STORED DATA:
_ _ _ _ _

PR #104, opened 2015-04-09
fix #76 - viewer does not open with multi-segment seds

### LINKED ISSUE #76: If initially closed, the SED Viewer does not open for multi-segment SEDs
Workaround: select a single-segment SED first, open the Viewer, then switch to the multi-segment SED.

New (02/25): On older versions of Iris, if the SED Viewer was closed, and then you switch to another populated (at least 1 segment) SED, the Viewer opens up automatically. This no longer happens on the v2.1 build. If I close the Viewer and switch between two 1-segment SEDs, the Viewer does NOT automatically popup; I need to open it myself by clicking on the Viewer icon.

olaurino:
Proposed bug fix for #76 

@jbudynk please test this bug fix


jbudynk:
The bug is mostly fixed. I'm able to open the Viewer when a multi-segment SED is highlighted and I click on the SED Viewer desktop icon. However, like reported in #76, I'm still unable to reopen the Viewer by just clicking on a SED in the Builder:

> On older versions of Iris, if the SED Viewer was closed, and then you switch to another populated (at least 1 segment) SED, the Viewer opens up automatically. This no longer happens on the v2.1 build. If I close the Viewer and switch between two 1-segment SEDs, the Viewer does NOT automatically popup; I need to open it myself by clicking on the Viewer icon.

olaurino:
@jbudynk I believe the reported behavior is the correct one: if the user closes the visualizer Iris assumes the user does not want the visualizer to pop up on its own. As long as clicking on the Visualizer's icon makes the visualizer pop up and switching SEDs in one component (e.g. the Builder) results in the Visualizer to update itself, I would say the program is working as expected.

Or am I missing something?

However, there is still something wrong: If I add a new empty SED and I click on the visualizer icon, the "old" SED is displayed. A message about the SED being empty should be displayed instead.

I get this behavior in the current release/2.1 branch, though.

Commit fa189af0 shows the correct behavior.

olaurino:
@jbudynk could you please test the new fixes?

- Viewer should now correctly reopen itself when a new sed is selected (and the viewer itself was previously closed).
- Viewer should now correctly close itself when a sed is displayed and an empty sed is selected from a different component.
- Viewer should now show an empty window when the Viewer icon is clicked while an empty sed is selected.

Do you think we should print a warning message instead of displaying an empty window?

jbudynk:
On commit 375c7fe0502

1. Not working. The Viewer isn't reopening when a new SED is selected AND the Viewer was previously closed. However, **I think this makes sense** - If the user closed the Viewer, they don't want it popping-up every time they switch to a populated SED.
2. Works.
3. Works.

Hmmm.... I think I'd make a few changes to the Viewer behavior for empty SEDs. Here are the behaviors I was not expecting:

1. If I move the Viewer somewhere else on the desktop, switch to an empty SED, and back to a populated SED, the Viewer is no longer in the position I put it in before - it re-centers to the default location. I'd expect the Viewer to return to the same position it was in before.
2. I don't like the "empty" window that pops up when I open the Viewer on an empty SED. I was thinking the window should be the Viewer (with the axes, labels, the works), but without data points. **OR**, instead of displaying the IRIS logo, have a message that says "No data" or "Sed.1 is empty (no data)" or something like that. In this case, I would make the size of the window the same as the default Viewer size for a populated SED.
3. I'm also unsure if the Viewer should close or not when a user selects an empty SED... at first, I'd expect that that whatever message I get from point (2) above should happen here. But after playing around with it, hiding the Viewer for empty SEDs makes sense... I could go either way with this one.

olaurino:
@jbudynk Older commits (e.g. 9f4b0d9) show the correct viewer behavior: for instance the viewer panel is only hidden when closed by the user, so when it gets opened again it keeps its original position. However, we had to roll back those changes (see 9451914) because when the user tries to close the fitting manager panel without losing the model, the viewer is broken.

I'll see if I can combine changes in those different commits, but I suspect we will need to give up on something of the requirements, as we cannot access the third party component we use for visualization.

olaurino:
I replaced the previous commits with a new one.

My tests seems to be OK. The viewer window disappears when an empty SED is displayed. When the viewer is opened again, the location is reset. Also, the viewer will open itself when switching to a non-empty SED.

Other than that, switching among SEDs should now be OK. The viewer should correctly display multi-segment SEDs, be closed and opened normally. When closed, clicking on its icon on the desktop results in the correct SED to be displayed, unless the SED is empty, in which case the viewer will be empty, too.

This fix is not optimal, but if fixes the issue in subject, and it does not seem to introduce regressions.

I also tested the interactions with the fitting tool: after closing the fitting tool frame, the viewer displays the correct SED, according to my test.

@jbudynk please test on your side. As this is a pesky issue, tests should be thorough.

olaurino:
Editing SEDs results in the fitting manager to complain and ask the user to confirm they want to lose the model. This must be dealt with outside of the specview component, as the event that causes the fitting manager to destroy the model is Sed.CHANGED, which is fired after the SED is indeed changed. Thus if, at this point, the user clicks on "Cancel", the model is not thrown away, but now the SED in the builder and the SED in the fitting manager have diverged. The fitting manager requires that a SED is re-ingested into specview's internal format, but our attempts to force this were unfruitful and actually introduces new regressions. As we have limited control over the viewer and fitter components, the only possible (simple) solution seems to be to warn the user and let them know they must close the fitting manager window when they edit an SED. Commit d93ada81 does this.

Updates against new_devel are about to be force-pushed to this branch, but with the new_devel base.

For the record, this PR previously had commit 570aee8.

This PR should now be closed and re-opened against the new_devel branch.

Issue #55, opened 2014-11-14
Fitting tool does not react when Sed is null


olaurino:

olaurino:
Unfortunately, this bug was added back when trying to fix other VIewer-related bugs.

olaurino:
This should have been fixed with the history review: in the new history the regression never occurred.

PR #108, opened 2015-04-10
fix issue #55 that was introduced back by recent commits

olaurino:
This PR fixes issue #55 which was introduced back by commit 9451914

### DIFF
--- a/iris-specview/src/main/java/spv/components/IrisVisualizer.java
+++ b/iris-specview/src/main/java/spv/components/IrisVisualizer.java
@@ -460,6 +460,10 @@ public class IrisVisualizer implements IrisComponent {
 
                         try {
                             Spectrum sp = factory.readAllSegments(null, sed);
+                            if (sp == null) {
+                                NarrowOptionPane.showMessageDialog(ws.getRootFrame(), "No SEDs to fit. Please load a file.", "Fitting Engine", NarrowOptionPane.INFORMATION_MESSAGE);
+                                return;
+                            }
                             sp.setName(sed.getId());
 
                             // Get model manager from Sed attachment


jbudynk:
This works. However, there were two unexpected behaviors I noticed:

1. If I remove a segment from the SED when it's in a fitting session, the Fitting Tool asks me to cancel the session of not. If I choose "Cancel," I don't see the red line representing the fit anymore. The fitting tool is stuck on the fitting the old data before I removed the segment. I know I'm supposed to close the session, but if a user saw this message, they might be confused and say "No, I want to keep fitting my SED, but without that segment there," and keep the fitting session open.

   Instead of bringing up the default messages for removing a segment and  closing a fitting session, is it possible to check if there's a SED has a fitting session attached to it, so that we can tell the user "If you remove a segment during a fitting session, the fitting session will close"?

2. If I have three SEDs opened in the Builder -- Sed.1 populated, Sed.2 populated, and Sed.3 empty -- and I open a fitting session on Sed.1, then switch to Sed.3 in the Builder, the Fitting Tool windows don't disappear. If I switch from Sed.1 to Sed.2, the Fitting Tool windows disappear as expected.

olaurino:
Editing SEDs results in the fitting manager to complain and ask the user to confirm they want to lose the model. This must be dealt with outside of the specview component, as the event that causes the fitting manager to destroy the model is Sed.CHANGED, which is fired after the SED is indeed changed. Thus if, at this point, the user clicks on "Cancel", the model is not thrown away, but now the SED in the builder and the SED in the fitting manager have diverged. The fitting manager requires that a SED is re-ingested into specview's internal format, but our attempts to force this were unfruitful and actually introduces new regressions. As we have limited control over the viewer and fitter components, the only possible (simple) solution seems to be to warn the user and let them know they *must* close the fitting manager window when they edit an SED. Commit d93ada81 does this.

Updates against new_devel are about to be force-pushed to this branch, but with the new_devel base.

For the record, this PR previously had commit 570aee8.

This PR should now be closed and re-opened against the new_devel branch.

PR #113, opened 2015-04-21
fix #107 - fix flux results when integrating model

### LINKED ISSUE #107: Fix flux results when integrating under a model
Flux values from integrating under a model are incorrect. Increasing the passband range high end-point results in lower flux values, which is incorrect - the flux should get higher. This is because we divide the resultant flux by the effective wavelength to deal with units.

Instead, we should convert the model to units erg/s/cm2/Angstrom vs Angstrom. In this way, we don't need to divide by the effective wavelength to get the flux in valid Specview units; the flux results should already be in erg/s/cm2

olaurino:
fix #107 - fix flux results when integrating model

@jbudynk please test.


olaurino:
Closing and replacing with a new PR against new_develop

_ _ _ _ _

WHAT YOU HAVE TO DO: All lines above containing the string "fixes" are to be collected.

TASK ANSWER:
@jbudynk could you please test the new fixes?
This fix is not optimal, but if fixes the issue in subject, and it does not seem to introduce regressions.
This PR fixes issue #55 which was introduced back by commit 9451914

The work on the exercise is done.